Former Vice-President of the Ahmadiyya Muslim Youth Community The Rt. Hon. Lord Ahmad of Wimbledon opened his guest speech in referring to his Ministerial role within Government as the Parliamentary Under-Secretary for Communities (and Local Government), and the tessellation which that brought in his personal faith as an Ahmadiyya Muslim. He said:

The Ahmadiyya Muslim Community is one that has led on integration, one that has led on community cohesion and perhaps there is something divine in that I have the great honour now as the Minister responsible in Her Majesty’s Government to do just that—to build on cohesion between our communities across all religions and all faiths, and in this regard the Ahmadiyya Muslim Community has been at the cutting edge under the inspirational leadership of His Holiness.

When we saw the despicable attacks in France, when we were appalled by the acts of so-called Muslims who claimed to act under the name of Islam across Iraq and Syria, the voice which His Holiness raised across the world was a voice of peace, a voice of humanity, a voice of integration, a voice of mutual respect in faith; the voice of the true Islam.

The Ahmadiyya Muslim Community is exemplary that it has never let circumstance dictate its course. Why? Because it has always done the right thing—whether it is peaceful times we are living through, or challenging times as we are now, the Ahmadiyya Muslim Community has been exemplary in spreading its message of not just tolerance— because that is a basic human tenet— but of mutual respect and understanding of all faiths.

The annual Ahmadiyya Muslim Prize for the Advancement of Peace was awarded to Sapkal Sinduthai Shrihari for her tireless work in helping orphaned children. In spite of her humble beginnings and means, it is estimated that during her lifetime she has helped and raised over 1,000 children whom, without her help, would not have had the chances in life they have been able to enjoy. Some have grown up to become doctors, lawyers and attain professional careers. Known as the ‘Mother of Orphans’ in her native Pune, India, Sapkal still to this day begs for food for the needs of her orphaned children, and in spite of receiving many awards worldwide uses the funds that are awarded to further the needs of orphaned children.

The highlight of the evening for many was the keynote speech from His Holiness. He was firm in his message, giving the resolute stance that the subject of terrorism is something for all faiths to stand against.

Reflecting on his message at the previous Peace Symposium in 2014, he said:

It is certainly my personal hope that our efforts have had some positive impact in the world. Nevertheless, despite our collective aspirations for peace, the truth is that much of the world is continuing to spiral towards a state of further conflict, disorder and darkness. On a positive note, since our last Peace Symposium there seems to be one small ray of light flickering in the distance and which gives rise to a note of cautious optimism.

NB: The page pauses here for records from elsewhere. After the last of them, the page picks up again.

PR #716, opened 2019-04-16
Fix missing exports

HGuillemet:


saudet:
Wouldn't a general `exports org.bytedeco.<moduleName>.presets` do just as well?

HGuillemet:
Rather than exporting to javacpp only ? 
Sure, it's just a matter of encapsulation and if you consider presets.* to be part of user API.

saudet:
It's sometimes required, yes, as discussed previously: https://github.com/bytedeco/javacpp/pull/252#issuecomment-439584607

Issue #717, opened 2019-04-19
OpenCV `Vec4iVector` should be built on `IntPointer`


jpsacha:
In C++ code `Vec4i` is defined as a vector of integers:
```c++
typedef Vec<int, 4> cv::Vec4i
```
In `org.bytedeco.opencv.presets.opencv_imgproc` (line 53) it is defined based on `FloatPointer`:
```java
new Info(..., "cv::Vec4i", ...).cast().pointerTypes("FloatPointer"))
```
it should be rather:
```java
new Info("cv::Vec4i").cast().pointerTypes("IntPointer"))
```
A problem with current implementation can be seen when using `HoughLinesP`. It will produce lines' coordinates as Vec4i. Those coordinates of lines cannot be correctly transferred from the C++ side.

saudet:
Yes, that's an error that slipped there. In any case, to work around that with the current release, we can easily cast to `IntPointer` to access it properly.

jpsacha:
Not clear how workaround with casting to `IntPointer` should be done. 

Here is some sample code that is using `HoughLinesP` to get line fragments(`lines`):
```java
Vec4iVector lines = new Vec4iVector()
HoughLinesP(binary, lines, deltaRho, deltaTheta, minVotes, minLength, minGap)
FloatPointer l = lines.get(i)
float x1 = l.get(0)
```
Due to the bug, the value of `x1` is not extracted correctly. Where the casting to `IntPointer` should happen?

saudet:
Something like this:
```
FloatPointer l = new IntPointer(lines.get(i));
int x1 = l.get(0);
```

jpsacha:
The workaround works. I added it to the LineFinder example.

saudet:
Fix included in version 1.5.1. Thanks for reporting!

PR #718, opened 2019-04-19
Correct generation of Vec4iVector

jpsacha:
Fix for #717


saudet:
Actually, I don't think we need it there at all because it's already here: https://github.com/bytedeco/javacpp-presets/blob/master/opencv/src/main/java/org/bytedeco/opencv/presets/opencv_core.java#L360
Can you check that?

jpsacha:
`HoughLinesP` is declared with `Vec4iVector`, see:
https://github.com/bytedeco/javacpp-presets/blob/c0ccd115c19bac69b78cf298a87f67fe1caba80e/opencv/src/main/java/org/bytedeco/opencv/presets/opencv_imgproc.java#L69

The line you pointed declares `Scalar4i`
https://github.com/bytedeco/javacpp-presets/blob/31ab1070fcc9ae1590344d70eacb6731349c7585/opencv/src/main/java/org/bytedeco/opencv/presets/opencv_core.java#L360
It does not resolve issue with `Vec4iVector`/`HoughLinesP`

May be `Vec4iVector` should be deleted and `HoughLinesP` declared with `Scalar4i`?

saudet:
Yes, but it should still work. Did you try to build it that way?

jpsacha:
I do not rebuild it. I am using released versions.

saudet:
Fixed in commit https://github.com/bytedeco/javacpp-presets/commit/03bc1166462eaafdba694853cb15398bfa0038ea, thanks for reporting!

PR #741, opened 2019-06-27
Strip out MKLML. MKL-DNN no longer has a dependency on it, due to its…

EmergentOrder:
… non-free license and the full MKL is already available under the same license.

"The direction that we are taking with Intel MKL-DNN though is providing full performance without dependency on non-free software (per definition of Free Software Foundation)."

See: https://github.com/intel/mkl-dnn/issues/341


saudet:
I imagine that will happen with MKL-DNN 1.0, so can you try to upgrade the version to 1.0-rc as well?

/cc @blueberry

EmergentOrder:
@saudet @blueberry
Updated to 1.0-rc

blueberry:
@EmergentOrder Thanks!

mkl-dnn/cppbuild.sh
```diff
@@ -17,45 +16,31 @@ INSTALL_PATH=`pwd`
 echo "Decompressing archives..."
 tar --totals -xf ../mkl-dnn-$MKLDNN_VERSION.tar.bz2
 cd mkl-dnn-$MKLDNN_VERSION
-patch -Np1 < ../../../mkl-dnn.patch
+#patch -Np1 < ../../../mkl-dnn.patch
```
saudet: The build fails on Mac without this patch:
https://travis-ci.org/bytedeco/javacpp-presets/jobs/552522693
We'll need to put that back.

saudet:
It's also not building on Windows, for different reasons:
https://ci.appveyor.com/project/Bytedeco/javacpp-presets/builds/25648345/job/str9gw67vf9hamhq
We can't use `long` in C/C++ because it's 32-bit on Windows. We need to use `long long` everywhere.

saudet:
Builds still failing on Mac and Windows:
https://travis-ci.org/bytedeco/javacpp-presets/jobs/553331979
https://ci.appveyor.com/project/Bytedeco/javacpp-presets/builds/25716655/job/31c14q1f0tmi7w7j

saudet:
@EmergentOrder BTW, it is possible to log into an interactive session to debug things like that. Let me know if you would like to try.

EmergentOrder:
Working now on Mac and Windows

EmergentOrder:
Looks like the nGraph build timed out.
It's working for me locally.
This is good to merge from my side, will restore the other CI builds and the MKL-DNN dep in nGraph here first if you agree.

saudet:
Ok, MKL-DNN itself seems to be building fine everywhere now, thanks! But nGraph isn't:
https://travis-ci.org/bytedeco/javacpp-presets/jobs/554029222
We'll also need to disable MKLML in MXNet and TensorFlow, but that will probably happen when they update to MKL-DNN 1.0 anyway, so we can wait for that to happen upstream before merging this PR.

EmergentOrder:
You're welcome!
Look at the build before that though, nGraph passes. Still using the older MKL-DNN preset dependency, but important because nGraph saw its own changes: 
https://travis-ci.org/bytedeco/javacpp-presets/builds/553937687

The build failure you linked to is because I bumped the MKL-DNN dependency to the latest in nGraph, and that makes Travis unable to resolve it because the new version hasn't been published. This seems to be a general problem with the CI for inter-preset dependencies (MXNet and TensorFlow fail for the same reason). Even in cases when it builds(if version didn't change), it's actually using the last published snapshot, not the one from the current PR. Maybe you know how to fix?

saudet:
Once their dependency on MKLML is removed, we can also remove the dependency on the artifact for MKL-DNN because they all compile their own version from source and link with it statically.

EmergentOrder:
Sounds good, I'll strip the dep from the nGraph preset then.

blueberry:
We seem to be very near to the final release of MKL-DNN 1.0. Please see https://github.com/intel/mkl-dnn/pull/384#issuecomment-508861754

saudet:
We still want MXNet and TensorFlow to use MKL-DNN, just not MKLML, so they need to start using MKL-DNN 1.0 as well.

EmergentOrder:
That's what I did with MXNet here. It still uses MKL-DNN, but not MKLML (on my local I double checked by looking for symbol references in the .so file). Doesn't require MKL-DNN 1.0 to do so.
It looks like in Travis it is still failing on missing MKLML though, so I'll look into that.

EmergentOrder:
Same result. For some reason `libmxnet.so` in Travis depends on `libmklml_intel.so`, but not on my local.
Any idea why that might be?

EmergentOrder:
Fixed linux-x86_64.

Similar to the inter-preset issue, the linux-x86 and gpu builds appear to fail only because they pull pre-existing binaries for the mxnet preset (which need MKLML).

saudet:
Yes, but if we're not redistributing MKLML, it wouldn't work anyway. Maybe
it's better to bring that up upstream and help them fix it there. I'm sure
if we ask someone over there could easily get this done.

EmergentOrder:
MXNet updating to MKL-DNN v1.0 and MKLML discussed here:
https://github.com/apache/incubator-mxnet/issues/15294

saudet:
I wonder if the guys at TensorFlow are going to say the same thing:
https://github.com/tensorflow/tensorflow/issues/23420#issuecomment-509882486

blueberry:
I am not really sure that I understand exactly what is the level of dependence on mainline tensorflow and mxnet for the javacpp MKL-DNN releases, but  just FYI, MKL-DNN version 1.0 has officially been released a few days ago.

saudet:
Do you guys happen to know if MKL-DNN 0.20 also doesn't really need MKLML? If so, we could indeed patch MXNet and TensorFlow to use that version and remove their dependencies on MKLML, leaving us free to upgrade to 1.0. That would work.

saudet:
You're right, MKL-DNN 0.20 still relies on MKL for a few operations. So we'll need to wait after MXNet, TensorFlow, and nGraph to update their code before we can merge this to master. It doesn't make sense to hack them to remove MKLML as it will hurt their performance.

@EmergentOrder Can you remove all modifications concerning MKLML and only leave the changes for MKL-DNN itself? Then we can merge this to a new "mkl-dnn" branch and get snapshots out at least for MKL-DNN itself.

EmergentOrder:
I have to disagree, 0.20 does not require (but does default to) MKLML.
See: https://github.com/intel/mkl-dnn/tree/rls-v0.20#using-intel-mkl-optional

 It seems it only actually uses MKL on older platforms: 

"Intel MKL-DNN includes an optimized matrix-matrix multiplication (GEMM) implementation for modern platforms. The library can also take advantage of GEMM functions from Intel MKL to improve performance with older versions of compilers or on older platforms. "

And in 1.0 you can still use MKL/MKLML if you really, really want: https://github.com/intel/mkl-dnn/blob/v1.0/src/cpu/gemm/os_blas.hpp, but default is not to.

saudet:
Documentation is rarely accurate. That's why I was asking you guys for tangible information. Look at this, for example: https://github.com/intel/mkl-dnn/blob/v0.20.1/src/cpu/rnn/rnn_reorders.hpp#L108
There are a lot of places like that in the code, but they are all gone with 1.0.

EmergentOrder:
True enough. I was wondering if you had found something like that, I took a look around but did not.

EmergentOrder:
Ok, I'll split out the changes to MKL-DNN itself to bump it to 1.0 (but that will include removing the bundling of MKLML there) to a new PR.
This one was about removing MKLML everywhere, so I will leave it open until we see the changes we need in the upstream projects.

EmergentOrder:
To track movement to MKL-DNN 1.0:

- [MXNet](https://github.com/apache/incubator-mxnet/pulls?utf8=%E2%9C%93&q=is%3Apr+%5Bmkldnn-v1.0%5D)

- [nGraph](https://github.com/NervanaSystems/ngraph/pull/3227)

- [TensorFlow](https://github.com/tensorflow/tensorflow/pulls?utf8=%E2%9C%93&q=is%3Apr+mkl-dnn+%5BINTEL+MKL%5D)

saudet:
Oh, look at that. They are renaming the library to DNNL:
https://github.com/intel/mkl-dnn
So I guess we'll just keep both the 0.x and 1.x series :)

blueberry:
@saudet Great news! If I understand correctly, now we do not have to wait for tensorflow, mxnet, etc. to release the upgrade, but can release MKL-DNN v1 AKA DNNL 1.1+ as its own independent javacpp package?

saudet:
@blueberry Yes, that's what it means, and here it is:
https://github.com/bytedeco/javacpp-presets/tree/master/dnnl

blueberry:
> @blueberry Yes, that's what it means, and here it is:
> https://github.com/bytedeco/javacpp-presets/tree/master/dnnl

Impressive!
Thank you.

EmergentOrder:
Closing this PR, the move to DNNL / off of MKLML can happen on a per preset basis in fresh PRs.

PR #765, opened 2019-07-20
Update MKL-DNN Preset to 1.0; Remove MKLML

EmergentOrder:


saudet:
Ok, this is looking pretty good, thanks! I think the only thing left before we can merge this is to update the sample based on its updated version here:
https://github.com/intel/mkl-dnn/blob/master/examples/cpu_cnn_inference_int8.cpp
@blueberry Want to work on that?

blueberry:
@saudet Yes, but this would have to wait a bit since I'm in the middle of a large pile of work. I'll also need to install the Java dev environment from scratch and switch my brain context to Java, that's why I can't just insert it in front of the queue.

One of the points I made at the last Peace Symposium was that the world should urgently target and seek to block the funding and supply-line of the terrorist group known as ISIS or I.S. I do not claim that it is because of me, or the fact that I drew attention to this matter, but certainly over the past few months there have been tangible efforts to tackle this crucial issue. For example, in February, the United Nations Security-Council unanimously passed a Resolution directly targeting the funding of ISIS and ordering sanctions to be levied on any groups who sought to illegally purchase oil from it or engage in any other form of trade. If this Resolution is properly implemented then, as I have said before, I believe that it will not take years to defeat ISIS, but rather its cruelties can be brought to an end in a matter of months.

Referring to the establishment orchestrated by ISIS and analysing the complete absence of Islamic faith in their barbaric actions, he added:

This is a cause of extreme sorrow for true Muslims as they know that such heinous acts have no link whatsoever to their religion.

Recently, a French journalist, who had been kept as a prisoner by ISIS for ten months before being released, spoke about his experiences whilst in captivity. He said that he never saw a copy of the Qur’an during his entire time as a prisoner of ISIS, and when he asked the terrorists how they justified beheading people and their various other cruelties, they never had any answers. They would simply say that they were enforcing their will as they pleased and would continue to do so.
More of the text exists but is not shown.